Researchers Use Brain Interface to Post to Twitter - nreece
http://newswise.com/articles/view/551395
======
danteembermage
I think they should take that cellphone metaphor one step further. Modern
cellphones allow you to type a sequence of numbers and then using a basic
dictionary look-up to determine which word you intended to type. Since we're
down to nine characters now instead of 26 that's a start. Place the cursor in
the middle let the person choose one of four directions, or maybe put it in
the lower left, let them choose between up and right and put the most popular
letters in the lower left of the grid. Now we're at at most two or four moves
to typing a character. Still only recognizing on and off on the EEG. If we,
through practice, can train the computer to recognize two different EEG
states, now the patients can think "up, up, right" we'd start really cooking.
And ultimately if it could recognize ten states, then the brain-locked could
probably type a character a second, which would not be bad at all. At that
point you're fast enough to chat and no-one would know the difference.

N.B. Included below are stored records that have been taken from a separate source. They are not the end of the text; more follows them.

PR #80, opened 2023-03-02
Stage changes for main rename

adthrasher:


.github/workflows/lint-check.yml
```diff
@@ -20,25 +20,7 @@ jobs:
...
-          if [ -n "$bad_lines" ]; then
-            >&2 echo "Imports from this repo must use the master branch!"
-            >&2 echo "The following lines are bad:"
-            >&2 echo "$bad_lines"
-            >&2 echo ""
-            EXITCODE=1
-          fi
-          
-          bad_lines=$(echo "$import_lines" | awk '!/https:\/\/raw.githubusercontent.com\/stjudecloud\/workflows/ && /master/') || true
+          bad_lines=$(echo "$import_lines" | awk '!/https:\/\/raw.githubusercontent.com\/stjudecloud\/workflows/ && (/main/ || /master/)') || true
```
a-frantz, line 23:
```suggestion
          bad_lines=$(echo "$import_lines" | awk '/http/ && (/main/ || /master/)') || true
```
Didn't actually test this awk pattern, but it looks like what we want. The current first half of the pattern we expect to be a no-op if we switch to relative imports.

This has me thinking..... if we switch to relative imports, than we should have a check that all `http` imports are to an external repo (i.e. not this one). I think the current check, plus the check I just suggested, should cover every case we want to exclude?

a-frantz (changes requested):
Why don't we go ahead and switch the imports over to relative in this PR. It's either that or update them all to point to `main`

.github/workflows/lint-check.yml
adthrasher: OK. I added a check to ensure nothing uses this repository's URL. I then updated the subsequent check to just look for `http` + `master` or `main` as you suggested above.

adthrasher:
> Why don't we go ahead and switch the imports over to relative in this PR. It's either that or update them all to point to `main`

Sounds good. I was going to ask if you had that in another branch or not.

a-frantz (approved):

PR #83, opened 2023-03-07
Kraken2

a-frantz:


adthrasher (approved):

docker/kraken2/1.0.0/rsync_from_ncbi.pl
```diff
@@ -0,0 +1,199 @@
...
+        $md5 = dirname($md5) . "/" . "md5checksums.txt";
+        last if $ftp->get($md5);
+        warn "$PROG: unable to download $_ on try $try of $ntries: ".$ftp->message()."\n";
+        last if $try == $ntries;
+        sleep $sleepsecs;
+        $sleepsecs *= 3;
+    }
+    die "$PROG: unable to download ftp://${SERVER}${SERVER_PATH}/$_\n" if $try == $ntries;
+    $ftp->quit;
+    system("grep '" . basename($_) . "' md5checksums.txt > md5.txt && md5sum -s -c md5.txt") == 0
```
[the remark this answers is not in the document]
a-frantz: That's fair. I'd be fine with it either way (assuming you've tested the changes). I did have one or two errors relating to this block while constructing the DB, so improvements would be welcome. Up to you whether they get committed or not.

workflows/qc/quality-check-standard.wdl
```diff
@@ -93,24 +91,23 @@ workflow quality_check {
     call fqc.fastqc { input: bam=quickcheck.checked_bam, max_retries=max_retries }
     call ngsderive.instrument as ngsderive_instrument { input: bam=quickcheck.checked_bam, max_retries=max_retries }
     call ngsderive.read_length as ngsderive_read_length { input: bam=quickcheck.checked_bam, bai=bam_index, max_retries=max_retries }
-    
     call ngsderive.encoding as ngsderive_encoding { input: ngs_files=[quickcheck.checked_bam], prefix=prefix, max_retries=max_retries }
-    String parsed_encoding = read_string(ngsderive_encoding.inferred_encoding)
+
+    call picard.bam_to_fastq { input: bam=quickcheck.checked_bam, max_retries=max_retries }
```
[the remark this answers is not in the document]
adthrasher: My thought was that we don't particularly care to get a comprehensive assessment of contamination. Below a certain percentage, it really doesn't matter for our purposes. So I would think that subsampling might be sufficient. We would have to think through what level of contamination is problematic and what level of subsampling would be needed to ensure we would find that threshold.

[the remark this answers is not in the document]
a-frantz: It's not immediately clear to me what kind of performance boost we'd see. Kraken doesn't take that long to run (I've been impressed with its speed). I think `bam_to_fastq` might take longer. And subsampling isn't exactly a fast operation. Are we sure this potential speed boost is worth an investigation? If I recall correctly, (which I might not), the longest running step is FastQC (it bothers me that they have "fast" in the name of something so slow lol). So implementing subsampling for Kraken might not result in any speed bump at all.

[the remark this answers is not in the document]
adthrasher: OK. Let's leave it out unless we come up with a need for it.

workflows/qc/quality-check-standard.wdl
```diff
@@ -93,24 +91,23 @@ workflow quality_check {
...
+    call fq.fqlint { input: read1=bam_to_fastq.read1, read2=bam_to_fastq.read2, max_retries=max_retries }
```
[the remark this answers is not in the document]
adthrasher: I agree, I see no reason for us to validate that bam+fastq are the same sample. That's a user error. I don't know if we should hold things up to implement an option like this either. Just a thought for the future, particularly as we start running in real-time rather than on historical cohorts (for which we've likely deleted the fastq files anyway).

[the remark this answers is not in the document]
adthrasher: I also don't think that we output the fastq files from RNA-Seq v2. For WGS/WES, I don't think that `msgen` does either. So it would require some changes there as well.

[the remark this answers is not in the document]
a-frantz: Agreed then. An idea to keep in mind, but not worth implementing now.

tools/kraken.wdl
```diff
@@ -0,0 +1,300 @@
...
+        Int minimizer_spaces = 7
+        Int max_db_size_gb = -1
+        Float load_factor = 0.7
+        Boolean clean_up = true
+        Int added_memory_gb = 0
+        Int added_disk_size_gb = 0
+        Int ncpu = 1
+        Boolean detect_nproc = false
+        Int max_retries = 1
+    }
```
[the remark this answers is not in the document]
a-frantz: Will do, good call. Although I don't think we need the `clean_up` option anymore. I added it in case I needed to debug something, but I never wound up looking at those files. I think it should always be safe to clean out the files after the tar is complete.

tools/kraken.wdl
```diff
@@ -0,0 +1,336 @@
...
+
+    parameter_meta {
+        library_name: "One of `archaea`, `bacteria`, `plasmid`, `viral`, `human`, `fungi`, `plant`, `protozoa`, `nt`, `UniVec`, or `UniVec_Core`"
+        db_name: "Name for output tarball. The suffix `.tar.gz` will be added."
+        memory_gb: "RAM to allocate for task"
+        added_disk_size_gb: "Additional disk space to allocate for task. Default disk size is determined dynamically based on `library_name`."
+        max_retries: "Number of times to retry in case of failure"
+    }
+
+    Int disk_size_gb = (if library_name=="bacteria" then 300 else 20) + added_disk_size_gb
```
a-frantz, line 71: I say in the meta that `nt` is a valid option to this task, but if `disk` gets used by the backend, this won't have enough disk space allocated. I believe `nt` requires over 2TB of space (over 1TB for the uncompressed library, library gets duplicated during repeat masking).

Should we support it in this clause? I think anybody running on a backend that allocates and charges for disk space would want to avoid using `nt`. Seems like a use case we could ignore? But that is a tad sloppy...

docker/kraken2/1.0.0/rsync_from_ncbi.pl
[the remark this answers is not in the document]
adthrasher: I think we should omit. I would want to test it more thoroughly if we were to include it.

tools/kraken.wdl
adthrasher: I would just note in the parameter meta where you mention `nt` that you would need a corresponding change to `added_disk_size_gb` to account for `nt`. Then it is up to the user to figure out how much to use and they should understand the charges when requesting that much disk.

tools/kraken.wdl
```diff
@@ -0,0 +1,336 @@
...
+        db_name: "Name for output tarball. The suffix `.tar.gz` will be added."
+        kmer_len: "K-mer length in bp"
+        minimizer_len: "Minimizer length in bp"
+        minimizer_spaces: "Number of characters in minimizer that are ignored in comparisons"
+        max_db_size_gb: "Maximum number of GBs for Kraken 2 hash table; if the estimator determines more would normally be needed, the reference library will be downsampled to fit."
+        load_factor: "Proportion of the hash table to be populated (must be between 0 and 1)"
+        added_memory_gb: "Additional RAM to allocate for task. Default RAM is allocated dynamically based on the database size."
+        added_disk_size_gb: "Additional disk space to allocate for task. Default disk size is determined dynamically based on `tarballs` size."
+        ncpu: "Number of cores to allocate for task"
+        detect_nproc: "Use all available cores"
```
adthrasher, line 192: We may want to globally update this with a second sentence like "This is useful in systems where a node meeting minimum requirements is allocated (e.g. cloud providers), rather than a fixed number of cores (e.g. cluster environments". That feels very wordy, especially to repeat everywhere, but makes the intention clear.

tools/kraken.wdl
```diff
@@ -0,0 +1,336 @@
...
+        Boolean detect_nproc = false
+        Int max_retries = 1
+    }
+
+    parameter_meta {
+        read1: "Gzipped FastQ file with 1st reads in pair"
+        read2: "Gzipped FastQ file with 2nd reads in pair"
+        db: "Kraken2 database. Can be generated with `make-qc-reference.wdl`. Must be a flat tarball without a root directory."
+        sample_name: "Name for sample. If missing will be inferred by removing the suffix '_R1.fastq.gz' from the `read1` filename."
+        store_sequences: "Store and output main Kraken2 output instead of just the summary report"
```
adthrasher, line 275: Instead or in addition to? Looking below, I think it is an additional output.
```suggestion
        store_sequences: "Store and output main Kraken2 output in addition to the summary report"
```

tools/kraken.wdl
adthrasher: Maybe just a short option like "Recommended for cloud environments"

workflows/qc/make-qc-reference.wdl
```diff
@@ -25,12 +25,62 @@
...
+            "protozoa",
+            "UniVec_Core"
+        ]
+        Array[String] fasta_urls = []
+        Array[File] fastas = []
+        Int? max_retries
+    }
+
+    parameter_meta {
+        kraken_libraries: "List of kraken libraries to download. Valid options: `archaea`, `bacteria`, `plasmid`, `viral`, `human`, `fungi`, `plant`, `protozoa`, `nt`, `UniVec`, `UniVec_Core`"
```
adthrasher, line 49: Should we just link to the manual? https://github.com/DerrickWood/kraken2/blob/master/docs/MANUAL.markdown#custom-databases

workflows/qc/make-qc-reference.wdl
```diff
@@ -25,12 +25,62 @@
...
+        fasta_urls: "URLs for NCBI formatted FASTAs to download"
```
adthrasher, line 50:
```suggestion
        fasta_urls: "URLs for any additional FASTA files in NCBI format to download and include in the database. This allows the addition of individual genomes (or other sequences) of interest."
```

tools/kraken.wdl
```diff
@@ -0,0 +1,339 @@
...
+        Int max_retries = 3
+    }
+
+    String db_name = "kraken2_"+library_name+"_library"
+
+    parameter_meta {
+        library_name: {
+            help: "Library to download. Note that due to the large size of the `nt` library, the `added_disk_size_gb` parameter might have to be used, depending on your backend. This option was not tested, but we estimate the size required to be around 2TB."
+            choices: ['archaea', 'bacteria', 'plasmid', 'viral', 'human', 'fungi', 'plant', 'protozoa', 'nt', 'UniVec', 'UniVec_Core']
+        }
```
adthrasher, line 68: I think this is much cleaner to read. Assuming that it valid in the spec and well handled by various tools, then I think we should use this format.

tools/kraken.wdl
```diff
@@ -0,0 +1,336 @@
...
+    }
+
+    parameter_meta {
+        tarballs: "Tarballs containing the kraken taxonomy and at least one library. Tarballs must not have a root directory."
+        db_name: "Name for output tarball. The suffix `.tar.gz` will be added."
+        kmer_len: "K-mer length in bp"
+        minimizer_len: "Minimizer length in bp"
+        minimizer_spaces: "Number of characters in minimizer that are ignored in comparisons"
+        max_db_size_gb: "Maximum number of GBs for Kraken 2 hash table; if the estimator determines more would normally be needed, the reference library will be downsampled to fit."
+        load_factor: "Proportion of the hash table to be populated (must be between 0 and 1)"
```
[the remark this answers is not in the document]
a-frantz: I just copy and pasted from the Kraken `--help`. I have no idea what it does tbh, but saw it as an option and exposed it. The manual will hopefully have more information. I'll check and update this line once I'm done with the rest of your feedback.

If the manual doesn't make it clear, it might be best to just remove the option. I'm hesitant to expose something we don't understand, and I don't think it's worth the effort of a codedive.

workflows/qc/make-qc-reference.wdl
a-frantz: I think the manual could be linked the in the header. But I don't think it belongs in the parameter_meta

tools/kraken.wdl
a-frantz:
```suggestion
        detect_nproc: "Use all available cores. Recommended for cloud environments. Not recommended for cluster environments."
```
?

tools/kraken.wdl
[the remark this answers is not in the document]
adthrasher: I don't see any discussion in the manual about it. I only see a reference to it in the paper. The help string says only 

>   --load-factor FRAC         Proportion of the hash table to be populated
>                              (build task only; def: $DEF_LOAD_FACTOR, must be
>                              between 0 and 1).

A bit of googling and I think we should probably just remove the parameter. It impacts the speed of retrieval in the hash and 0.75 is a common choice. Given that Kraken 2 uses 0.70 for its standard databases, I think it is reasonable to just use it and not expose the parameter.

workflows/qc/make-qc-reference.wdl
adthrasher: Should this also use the `choices` format?

tools/kraken.wdl
adthrasher: dxCompiler (https://github.com/dnanexus/dxCompiler) replaced it. `description` is an alias for `help` in dxCompiler, so I'd suggest we use that here.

I guess what I'm saying is maybe an open source project doing character
classification using an off the shelf EEG system might not be a bad idea.

------
rudyfink
This article really brought home that adding "Twitter" to a project gets
headlines.

------
patio11
_I’ve seen people do up to eight characters per minute_

17.5 minutes per tweet. Yikes. Hopefully they can improve that with UI tricks
-- prioritize the letters, choose a letter group and then a letter (much
faster than choosing a letter if you have to go through options sequentially),
predict based on what was previously typed, use a dictionary and allow
autoexpansion, etc.

------
javanix
Interesting - I wonder what the limiting factor is for speed? It sounds like
there is a bit of a technique to typing with the system, but I wonder if there
couldn't be a faster way to filter the signal coming off the EEG.